Cycling in East Africa – Kajiado to Namanga
Okay it’s now back to cycling in East Africa – Kajiado to Namanga. This is also a stage of my tour I remember pretty well, all the way from 1984.
It started off, as you might already know, with breakfast in the Police station at Kajiado, in particular with Officer Simon and his family. Afterwards I packed my backs, rolled up my tent and sleeping bag to be on my way.

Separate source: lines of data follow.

PR #1321, opened 2026-07-25
minor: reply by email for mentions and direct messages

llun:
## Summary

Makes mention and reply notification emails **repliable**. Hitting Reply in any mail client and sending posts a real fediverse reply, in the right thread and at the same visibility as the post being answered — a reply to a DM stays `direct`, without the sender ever typing an `@mention`.

The outbound half already existed and is reused as-is (`sendMail` across all four providers already supported `replyTo`; `Message.replyTo` was defined and unused). Everything new is on the inbound side: an address to reply *to*, a way to receive the mail, and a safe path from a received message to `createNoteFromUserInput`.

Off by default at every level — this only does anything once an operator configures inbound email **and** an account opts in.

## How it works

**Outbound.** When a mention/reply notification email is built, the producer mints a 128-bit capability token bound to exactly one `(account, post)` pair and passes `reply+<token>@<inbound domain>` as `Reply-To`. The body then leads with a sentinel line (`--- Reply above this line to respond ---`) — mail clients quote the original *below* the new text, so that line is a precise cut point on the way back in. Minting is a database write on a path that was previously pure reads, so a failure degrades to a normal non-repliable email rather than losing the notification.

**Inbound.** `POST /api/v1/webhooks/email` authenticates the provider, answers `202` as soon as the request checks out, and enqueues `ReplyByEmailJob`. The job re-resolves the token, re-checks the account and both switches *at post time*, strips the quoted history, and posts through `createNoteFromUserInput` with **no `visibility`** — which is what makes visibility inheritance work: `getVisibilityFromReplyStatus` supplies it, and `getMentions` already appends the parent author.

## Gating — three switches, all required

| Level | Where | Default |
| --- | --- | --- |
| Environment | `ACTIVITIES_EMAIL_INBOUND_{SECRET,DOMAIN}` (+ outbound email) | unset |
| Instance | **Admin → Posts & media → Reply by email** (`replyByEmail.enabled`) | on |
| Account | **Settings → Notifications → Reply by email** | **off** |

The account toggle defaults off deliberately: it turns an email address into a posting capability. When the instance cannot receive replies at all, the account toggle is **hidden entirely** — it is per-account state with nothing to opt in to.

The admin switch behaves differently on purpose, because it is a database row *every* instance honours and it defaults to on. It stays visible and always shows its **stored** value, and it locks in one direction only: it cannot be switched on where the feature would be inert, but a stored *on* stays readable and writable. Rendering a stored `true` as `false` — or locking it — would put the cluster-wide kill switch out of reach of whichever pod the admin happened to be talking to, while a pod that *does* have the variables kept minting. Its help line names whichever half of the email config is missing, inbound or outbound, rather than blaming both.

**Admin → Posts & media → Configure environment** also gained a **Reply by email** area that assembles the `ACTIVITIES_EMAIL_INBOUND_*` block. This turned `EnvTemplateArea` into a discriminated union: the existing areas pick a backend and their fields follow from it, while this one has a single fixed set of variables and so renders no selector.

## Security

The reply address travels in plaintext email and lands in mail logs, so it is treated as a bearer capability that will leak eventually.

| Risk | Defense |
| --- | --- |
| Forged webhook request | HMAC-SHA256 over `"<timestamp>.<rawBody>"`, 5-minute window, constant-time compare, `404` when unconfigured |
| Replay of a captured request | The timestamp is signed *with* the body — a body-only signature stays valid forever — plus per-`Message-Id` idempotency |
| Duplicate provider delivery | Same idempotency key (`email-reply:<sha256(messageId)>`, scoped to the actor) |
| Leaked database → forged addresses | Only the keyed HMAC is stored; the raw token exists solely in the sent email |
| Token leaked via a forwarded thread | 30-day expiry, 20-use ceiling, scoped to one `(actor, status)` pair — it cannot post anywhere else |
| Account suspended/opted out after minting | Actor, moderation state and both switches are re-checked in the job, not at mint time |
| Blocked/muted conversation | `createNoteFromUserInput` already runs block and mute filtering; nothing bypasses it |
| Enormous body / zip bomb | 10 MB body cap on the route, `validateStatusContentLimits` on the text, `exceedsMaxMediaUploadSize` per file |

**On `From`:** checked *softly* on purpose. Without the DKIM/SPF result — which a normalized JSON webhook has already discarded — it is trivially forgeable, while requiring it would break replying from an alias, a plus-address, or a work account. The token is the real authorization; a mismatch is logged and accepted.

**Silent data loss:** a reply that cannot be posted (empty body, over the limit, expired token, opted out, thread gone) gets a short notice back explaining why. That notice deliberately carries no `Reply-To` of its own, so it cannot loop.

## Operator setup

The inbound domain needs an **MX record pointing at whichever provider POSTs the webhook** (Mailgun Routes, SendGrid Inbound Parse, Postmark, an SES receipt rule + Lambda, …). Full contract, JSON body shape, and signature recipe are in [`docs/features.md#reply-by-email`](docs/features.md).

## Notes for review

- **Migration:** adds `email_reply_tokens`. Both reference schema dumps were regenerated against fresh local databases (PostgreSQL 17 in a throwaway container, SQLite via the migration chain); each diff is purely additive and contains only the new table, its two constraints and its two indexes. Docker is unavailable on this machine now, so the PG dump could not be re-run for a final check — it was instead verified against the migration column-for-column, including knex's lowercased constraint names and dump-order placement. CI's Schema Dump Sync gate covers the SQLite side only.
- **`NoQueue`:** `publish` runs the handler inline, so a no-queue deployment does the posting work inside the webhook request. Acceptable, and the job deliberately uses no `delaySeconds` (NoQueue drops delayed messages).
- **`.env.example` is not updated** — a local permission rule blocked reading it. `docs/environment-variables.md` documents all three variables and `lib/config/envDocumentation.test.ts` only checks that file, so CI is unaffected. The block to add is in the first review comment.

## Verification

`yarn run prettier --write .` → `yarn lint` → `yarn build` → `yarn test` all green (**748 test files, 7771 tests**).

New unit coverage: `extractReplyText` (sentinel, wrapped attribution, `>`-quoting, `-- ` signature, HTML-only, empty), `replyToken` (mint/resolve round trip, expiry, use ceiling, hash-only storage, all three gates), the webhook route (good/bad/stale/tampered signature, unconfigured → 404, malformed → 400/422, oversize → 413), the job (DM stays direct, public inherits, duplicate posts once, suspended refused, disallowed attachment dropped without failing the reply), and the database mixin on both backends.

**Browser-verified against a local SQLite instance** (`yarn dev`, mock user):

1. Account toggle renders off by default with the capability warning; switching it on persists `settings.replyByEmail = true`.
2. Admin switch renders in its own section, saves `replyByEmail.enabled = false`, and with it off the account toggle disappears entirely — even though the account's own setting is still `true`.
2b. On an instance with **no** inbound email configured and the setting at its stored default of `true`, the switch reads *"Reply by email is allowed, but unavailable here"*, stays writable, and turning it off persisted `replyByEmail.enabled = false` — the case that is unreachable if the control is simply disabled. It then re-rendered disabled, since there is nothing left to do. Selecting the builder's new area produced `ACTIVITIES_EMAIL_INBOUND_DOMAIN=…` plus a masked `ACTIVITIES_EMAIL_INBOUND_SECRET`, with the optional prefix omitted until given a value.
3. A correctly signed `curl` to `/api/v1/webhooks/email` returned `202`, the reply appeared in the thread with the quoted history stripped, `useCount` went to 1, and the idempotency key was recorded.
4. A tampered signature returned `401`. Re-POSTing the same `Message-Id` returned `202` and created **nothing** new (still 1 reply, `useCount` still 1).

Screenshots of (1), (2) and (3) are attached in a follow-up comment.


llun:
### `.env.example` block to add

A local permission rule (`Read(./.env.*)`) blocked me from reading `.env.example`, so it is the one file this PR does not touch. Everything else is documented — `docs/environment-variables.md` has all three variables, and `lib/config/envDocumentation.test.ts` only checks that file, so CI is green either way.

This belongs under the existing `# Email` section:

```bash
# ---------------------------------------------------------------------------
# Inbound email (reply by email) — optional
# ---------------------------------------------------------------------------
# Makes mention/reply notification emails repliable. Needs the outbound
# ACTIVITIES_EMAIL_* settings above, an MX record for the domain below pointing
# at whichever provider POSTs the webhook, the instance-wide switch on
# Admin -> Posts & media, and a per-account opt-in in Settings -> Notifications.
# Both SECRET and DOMAIN are required; setting only one disables the feature.

# Shared secret the provider signs inbound webhook payloads with, as
# `x-activities-signature: t=<unix-seconds>,v1=<hex>` where
# v1 = HMAC-SHA256(secret, "<t>.<raw request body>").
# ACTIVITIES_EMAIL_INBOUND_SECRET=

# Bare domain that receives replies, e.g. reply.example.tld. A value with a
# scheme, a user part, or no dot disables the feature.
# ACTIVITIES_EMAIL_INBOUND_DOMAIN=

# Local-part prefix of the reply address. Optional, defaults to `reply`
# (so replies arrive at reply+<token>@<domain>). Restricted to A-Z a-z 0-9 . _ -
# ACTIVITIES_EMAIL_INBOUND_LOCAL_PART_PREFIX=reply
```

llun:
## Review round 1 — 5 reviewers, 22 raw findings, 8 survived adversarial verification, all addressed

Each finding was checked by two independent refuters instructed to *kill* it, defaulting to refuted when uncertain; 14 died there. I reproduced each survivor myself before changing anything. Four of the eight were the same NUL-byte issue reported by different dimensions, so five distinct defects:

### 1. `resend.ts` dropped the Reply-To entirely — HIGH · fixed in cd0ce53

This PR is the first caller ever to set `Message.replyTo`, which made four previously-dead transport branches load-bearing. SMTP and SES were right; Resend was not. `resend-node` v4 renamed the option to `replyTo` and its own serializer emits the API's `reply_to` — so passing the wire name meant the SDK never saw it. Verified in `node_modules/resend/dist/index.mjs:195` (`reply_to: email.replyTo`).

The whole feature was silently inert on any Resend instance: the email arrived with the "Reply above this line" sentinel and no Reply-To, so replies went to the noreply sender and vanished. TypeScript couldn't catch it because the key arrives via a spread, so no excess-property check applies. `lib/services/email/resend.test.ts` is new and fails against the old key.

### 2. Every Gmail HTML-only reply was thrown away — HIGH · fixed in cd0ce53

`dropTrailingAttribution` deleted the last line whenever it ended in `wrote:`, even when the walk-back found no `On …` opener. `htmlToPlainText` collapses an HTML reply onto **one** line, so that line is `"<user text> On <date> … wrote:"` — and deleting it returned `''`, which the job reads as `empty` and answers with a "we could not post your reply" notice.

Reproduced before fixing: a realistic Gmail `gmail_quote` body returned `""`. So did the plain-text sentence `"Here is what she wrote:"`. Now the attribution-shaped **suffix** is trimmed and the sender's text in front of it survives; a sentence that merely ends in `wrote:` is left alone. Both cases are regression-tested.

### 3. Expired and spent tokens vanished silently — MEDIUM · fixed in cd0ce53

`resolveReplyToken` collapsed *unknown hash*, *expired*, and *use-exhausted* into `null`, and the job logged all three and stopped. That reasoning only holds for an unknown hash — an expired row still carries its `actorId`, so the owner was perfectly reachable and just never told. The tell was already in the codebase: the `'expired'` failure reason existed with user-facing copy and **nothing could ever produce it**.

`resolveReplyToken` now returns a discriminated `{ status: 'ok' | 'expired' | 'exhausted' | 'unknown' }`. Unknown still logs only; the other two send the notice. `'exhausted'` was added as its own reason rather than reusing the expiry wording.

### 4. Two raw NUL bytes made the job file binary to git — MEDIUM · fixed in d03ff06

`git diff main...HEAD --stat` reported `lib/jobs/replyByEmailJob.ts | Bin 0 -> 9335 bytes`. The single most security-relevant file in the change — token resolution, the authorization re-checks, the attacker-supplied base64 decode loop, the outbound mail path — rendered as "Binary file not shown" on GitHub, so the review this PR is meant to get could not see it. `grep` skipped it too, and prettier/eslint both passed clean, so nothing in the gate caught it.

The separator is now written as a `` escape in an array join instead of raw bytes. Identical hash input; that file diffs as **287 readable lines**.

### 5. The attachment test asserted on the mock, not the post — MEDIUM · fixed in cd0ce53

`stores a real image attachment on the reply` only checked that `saveMedia` was called. It couldn't check more: the fake media id resolved to nothing through the live `getAttachmentsFromMediaIds`, so `storeAttachments` returned `[]` and the reply was posted with **no** attachments — the test name was false. Deleting `attachments` from the `createNoteFromUserInput` call would not have failed a single test. Now stubbed at the `mediaIds` boundary and asserted on the posted status.

### Also: coverage for the `createNote.ts` minting sites

Flagged as untested, and it matters more than a coverage gap: the `actorId` passed there decides *whose account* a leaked reply address can post as. The two call sites use different expressions (`replyStatus.actorId`, `mentionedActorId`) from the remote producer's `currentActor.id`, which is exactly the shape of thing a future edit copies wrong.

`lib/actions/createNote.replyByEmail.test.ts` asserts the minted token resolves to the **recipient**. Verified by mutation: swapping in `currentActor.id` fails the test, restoring passes it.

### One I found before the reviewers

Probing my own parser on real mail shapes: Outlook puts an *unquoted* divider + `From:/Sent:/Subject:` block between the reply and the sentinel, so neither the sentinel cut nor the quoted-tail cleanup removed it and those headers were posted as part of the status. Fixed in b1398d9.

---

Gate re-run green after all of it: prettier → lint (0 errors) → build → **722 test files, 7036 tests**. Starting the next review round.

llun:
## Review round 2 — 10 raw findings, 4 survived, all addressed

Round 2 was aimed squarely at the round-1 fixes, on the principle that fixes introduce bugs. It was right to be: **the worst finding of the whole review is a regression I introduced in round 1.**

### 1. The round-1 fix silently truncated published posts — fixed in 80e0188

Round 1 replaced "delete the last line if it ends in `wrote:`" with "trim the attribution-shaped suffix", using one regex anchored only at its end:

```js
/(?:^|\s)(?:On|Le|Am|El)\s.*\bwrote:\s*$/
```

JavaScript matches **leftmost**. On the collapsed-HTML path — where `htmlToPlainText` puts the sender's every sentence on the same line as the attribution — that starts at the *first* ` On `/` Am `/` El `/` Le ` in the line and deletes everything after it. Reproduced through the real function before changing anything:

| Reply body (HTML) | Posted |
| --- | --- |
| `Yes, that works.` / `On Tuesday I am offline.` | `Yes, that works.` |
| `Thanks! Am I right that this ships today?` | `Thanks!` |

Worse than the bug it replaced. Round 1's failure was loud — the reply came back empty and the sender got a "we could not post" notice. This one is silent: something survives, so the `empty` guard never fires, the length check passes on the *already truncated* string, and a mangled status is published irreversibly with the sender believing they sent the whole thing.

Now cuts at the **last** opener. The trade-off is deliberate and asymmetric: cutting late can leave a stray date fragment in a post, cutting early deletes words someone actually wrote. Noise beats data loss. (I also avoided the tempered-wildcard form — `(?:(?!\s(?:On|Le|Am|El)\s).)*` — because it backtracks per candidate start, which is O(n²) on a line that can be megabytes after the collapse.)

### 2. The Outlook divider cut never worked on the HTML shape — fixed in 80e0188

My own earlier fix (b1398d9) closed this for `text/plain`, where Outlook emits a row of underscores. Its **HTML** reply uses `<hr>` instead — which `htmlToPlainText` drops, since it isn't in `ALLOWED_STRUCTURE_TAGS` — so neither divider pattern could match and the `From:/Sent:/Subject:` block was posted as part of the status. Same leak, other body part. Now cut inline, requiring the full `From: … Sent:|Subject:` sequence so an ordinary sentence mentioning "From:" isn't mistaken for it.

### 3. The instance kill switch was never tested at redemption — fixed in 80e0188

The job gates on `!serverSettings.replyByEmail.enabled || actorSettings?.replyByEmail !== true`, and only the second half was covered. The reviewer proved it by deleting the first half — 62 tests still passed.

That is not a cosmetic gap. Tokens live 30 days, so the switch **has** to be re-checked at redemption; minting-side coverage is no substitute. An admin turning the feature off after abuse would otherwise find every address issued in the previous month still posting. Mutation-verified: deleting the check now fails the new test.

### 4. A test that proved nothing about the guard it named — fixed in 80e0188

`inbound email is not configured` passed `token: 'irrelevant'`, which hashes to no row — so the job returned early at the token lookup whether or not the config guard existed. Deleting `if (!email || !emailInbound) return` left every test green. It now uses a real minted token, so the guard is the only thing stopping the post. Mutation-verified.

---

Six further findings were refuted by the verification pass and are not changes.

Gate green: prettier → lint (0 errors) → build → **723 test files, 7041 tests**. Round 3 running.

llun:
## Review round 3 — 14 raw findings, 8 survived, all addressed

Seven of the eight were the same defect wearing different clothes, so this round stopped patching regexes and fixed the root cause.

### The pattern

Every cut heuristic in `extractReplyText` keyed on **shape alone** — a line starting with `On`/`Le`/`Am`/`El`, or containing `From:`. Those are ordinary English. Three rounds running, each fix removed one false positive and left the identical flaw in the regex two lines below it:

| Round | Cut at | Result |
| --- | --- | --- |
| 1 | last line ending in `wrote:` | every Gmail HTML-only reply destroyed |
| 2 | first `On` in the line | `"Yes, that works. On Tuesday I am offline."` → `"Yes, that works."` |
| 3 | first `From:` in the line | `"The bounce says From: postmaster@… — do you know why?"` → `"The bounce says"` |

Round 3 also found the *older* branches had it too: `cutAtAttribution` joined its 3-line window **across blank lines**, fusing a sender's `On Friday I will be away.` with the client's attribution two lines below and deleting the paragraph between; and the `dropTrailingAttribution` walk-back did the same, reducing `Am I late? / Read what she wrote:` to nothing.

### The fix — evidence, not shape

A machine-generated header always carries a **date, a time or an address**. A sentence does not. `ATTRIBUTION_EVIDENCE = /[0-9]|@/` is now required before any attribution cut, windows join only across **contiguous** lines (a header never spans a blank one), and the Outlook run must be all three of `From:` → `Sent:`/`Date:` → `Subject:` in order within bounded gaps.

The governing rule is now written down in the module: *leaving a stray fragment of a quoted header in a post is cosmetic; deleting a sentence the sender wrote is silent, published and irreversible.*

### A denial of service in the same regexes — HIGH

The unbounded lazy spans were quadratic: for each `From:` on a line the engine rescanned the remainder looking for `Sent:`/`Subject:`. An HTML body collapses to **one** line of up to megabytes, and `validateStatusContentLimits` runs on the *extracted* text — i.e. after the parser — so the size limit was no protection. Measured: 4× cost per doubling, ~5.5s at 400 KB, extrapolating to minutes of blocked event loop for a body well under the 10 MB webhook cap. Any account with a live reply address could send it repeatedly.

Bounded gaps make each scan constant, and input is now capped at 256 KB before parsing — safe because the sender's text is always at the **top** of a reply, so truncating the tail cannot lose a word of it. There is a timing test.

### The use ceiling was advisory — MEDIUM

`resolveReplyToken` read `useCount` and compared it to the ceiling; `recordEmailReplyTokenUse` ran at the very *end* of the job, after media storage and federation. Classic check-then-act with a window of hundreds of milliseconds. QStash delivers concurrently and its dedup only collapses retries of the same `Message-Id`, so 100 distinct emails bearing one token would all read the same stale count and all post — past a ceiling `docs/features.md` advertises as a bound.

Replaced with a conditional `UPDATE … WHERE useCount < ? AND expiresAt > ?` that re-tests both inside the statement, taken **before** any expensive work so an abusive burst cannot even do the media work. Mutation-verified: removing the WHERE clauses fails three tests, including one asserting exactly `maxUses` of 10 concurrent claims succeed.

The trade-off is deliberate: a post that then fails still costs a use. That is the right way round for a control whose purpose is bounding abuse.

---

Six findings were refuted and are not changes.

Gate green: prettier → lint (0 errors) → build → **723 test files, 7051 tests**. Round 4 running — every round so far has found a defect in the previous round's fix, so the loop continues until one comes back clean.

llun:
## Review round 4 — 7 raw findings, 6 survived, all addressed

### 1. The round-3 bound leaked the replier's own email address — HIGH · fixed in 29f5247

Round 3 bounded both gaps in the Outlook header run at 80 characters. Real Outlook puts `To:` — and often `Cc:` or `Importance:` — between `Sent:` and `Subject:`, so the second gap routinely exceeds it and the run stopped matching. Because Outlook's HTML reply emits `<hr>` (which `htmlToPlainText` drops) rather than the underscore rule, that regex is the **only** marker on the path. Reproduced:

> `My actual reply. From: Activities <noreply@example.tld> Sent: Saturday, July 25, 2026 9:00 PM To: Bob Smith <bob.smith@example.tld> Cc: Team <team@example.tld> Subject: someone mentioned you`

— published and federated as the status. The `To:` line is the **replying user's own address**; `Cc:` is everyone else's.

Only the second gap is widened, to 300. The first must stay tight: widening it lets a prose `From:` reach the real block and delete the sender's text instead, which I verified fails the existing test. Three shapes are now regression-tested and assert the output contains no address at all.

### 2. The evidence rule was too weak — MEDIUM · fixed in 29f5247

Round 3's `ATTRIBUTION_EVIDENCE = /[0-9]|@/` accepted any bare digit, so a sentence mentioning any date or number still satisfied it and was still deleted:

> `Some context.` / `On 25 July I asked Alice about the outage and here is what she wrote:` → **`Some context.`**

Now `/@|\d{1,2}:\d{2}/` — an address or a clock time. Every client probed (Gmail desktop and mobile, Apple Mail, Thunderbird, Outlook.com, Yahoo, Proton) emits one; prose does not.

### 3. Reply by email ignored `accounts.disabledAt` — HIGH · fixed in 29f5247

The job checked only `actor.suspendedAt`. The repo's canonical gate is `isActorModerationBlocked` — suspended **or** account disabled — and it guards every other authenticated surface. `disabledAt` is the Mastodon admin "disable" action; it also blocks sign-in.

So an admin could disable an abusive account, and that account could keep posting by replying to any notification email it still held. Now uses `isActorModerationBlocked` at redemption, and at minting so a disabled account is never sent a repliable email. Mutation-verified: reverting to the bare `suspendedAt` check fails the new test.

### 4/5. Failure notices were an unbounded outbound-mail stream — MEDIUM · fixed in 29f5247

Every failure branch — `disabled`, `thread-missing`, `empty`, `too-long`, `expired`, `exhausted` — emailed the account owner *before* any use was claimed, and none consumed one. The use ceiling is documented as the bound on a leaked address, but it bounded only the posts. 10,000 messages to a leaked address meant 10,000 "we could not post your reply" emails into the owner's inbox, from the instance's own sending domain.

The claim now sits above every notice, so the whole surface is bounded by the ceiling — and below the idempotency check, so a provider retry cannot eat the budget. A spent or expired token is dropped in silence.

That last part reverses round 3's fix for those two cases, deliberately: the round-3 concern was silent loss with no feedback anywhere, and the fix went too far by answering *every* message forever. Bounded feedback is the right middle. `docs/features.md` now says so.

### 6. The "disabled" notice blamed the wrong thing — LOW · fixed in 29f5247

One reason string covered both the instance switch and the account toggle, and said "for this account". With the instance switch off, the account toggle is **hidden** from Settings → Notifications — so the notice sent people looking for a control that was not there. Split into `disabled-instance` and `disabled-account`.

### Also: a flaky test of my own

A wall-clock assertion I added in round 3 (`< 1000ms`) failed once under full-suite parallel load and passed 12/12 in isolation. Rather than leave that in, the guarantee worth asserting is the deterministic one — input above `MAX_PARSE_CHARS` is truncated — with the timing kept only as a generous smoke bound. Full suite green twice in a row afterwards.

---

One finding was refuted and is not a change.

Gate green: prettier → lint (0 errors) → build → **723 test files, 7059 tests**. Round 5 running.

llun:
## Review round 5 — 3 raw findings, 2 real, both fixed · plus a merge with main

Round 5's first attempt aborted: both reviewers hit a session limit, so it returned zero findings because zero agents ran. Re-running it once the limit reset is what produced the results below — worth stating, because an aborted round looks exactly like a clean one.

The re-run's aggregation then scored all three findings "refuted", but that rule requires **both** verifiers to agree. Two findings had one verifier that reproduced them by running the code, so I checked those myself rather than let a split verdict dismiss them. Both were real.

### 1. A long instance name re-opened the address leak — fixed in 29f5247

Round 4 fixed the Outlook header block by widening the *second* gap and keeping the first bounded at 80 characters. But the first gap spans the instance's own `From` value — so on an instance whose service name is long, the run stops matching and the whole block, **including the replier's own address**, is published again. Reproduced:

| Instance `From` | Extracted |
| --- | --- |
| `Activities <noreply@example.tld>` | `My actual reply.` |
| `Activities Social Network <noreply@social.example-company.example>` | `My actual reply.` |
| `Activities Social Network for Teams and Communities <…>` | **the entire header block** |

The mistake was bounding by *distance*. What separates a sender's typed `From:` from the real block is **content**: a header value never contains sentence-ending punctuation, and the prose between someone's typed `From:` and the real header almost always does. The gap is now tempered on that instead — still bounded, so still linear (15 ms on the 400 KB adversarial input).

### 2. Photos emailed from an iPhone were silently dropped — fixed in 29f5247

Every part carrying a `Content-ID` was treated as decoration. Apple Mail and iOS Mail mark a photo someone **deliberately attached** as inline too, so those were dropped — the reply posted as text only, with nothing said, while the docs promise attachments ride along. A part is now skipped only when the body actually references it with `cid:`, which is what the signature-logo case was always about.

The third finding — a stale clause in a doc comment — was genuinely cosmetic and both verifiers refuted it.

---

## Merged with main

Main moved underneath this branch: emoji reactions (#1320, with its own migration) and an account-email redesign (#1322).

The redesign rewrote the notification templates onto a design-system layout — `build*Email()` returning a `RenderedEmail` through a shared `renderEmail`. The sentinel could no longer be a string each template prepends, so it is now a **`replyMarker` option on the layout**, emitted as the first line of both media. First is not cosmetic: the inbound parser keeps everything *above* the marker, so anything rendered ahead of it — the preheader, the header wordmark — would be swept into the published reply. There is a test asserting that ordering, and an end-to-end one that quotes the rendered email and recovers only the sender's text.

Taking main's rewritten template test files dropped my sentinel assertions, so that coverage was rebuilt at the layout level where the invariant now lives.

Also in the merge:

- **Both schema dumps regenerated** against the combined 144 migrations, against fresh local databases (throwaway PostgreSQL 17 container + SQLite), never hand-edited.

I was pretty confident about this ride as I was getting acclimatised to the conditions which were so very different to the UK in a typical dreary, grey, damp February. Once the day was properly underway I’d be down to a single layer with my bulky jacket and only jumper stuffed into my pannier bags. Feeling the warmth of the sun on my face and skin made me feel like a millionaire and it was truly liberating.
Prickle heat
All the fun of switching from one climate to another, which was an improving switch, suddenly paused for a moment when I looked down at my bare arms and saw I had blisters popping up everywhere. This was weird. There was no sensation in that there were no bites, I didn’t think it was a rash and I didn’t think I’d come into contact with anything which could irritate my skin. Then I had a light build moment: it was prickle heat. This happens when the pores in the skin can’t perspire quickly enough and in my case they hadn’t had time to adapt from one climate to another. Normally this would happen in an unseen way as we go naturally from one season to another. While I wasn’t too concerned about my health (you don’t when you’re in your 20s and everything is in full working order) I knew I shouldn’t do anything to pop them. They soon disappeared later that day as I was sweating nicely as I pedalled along.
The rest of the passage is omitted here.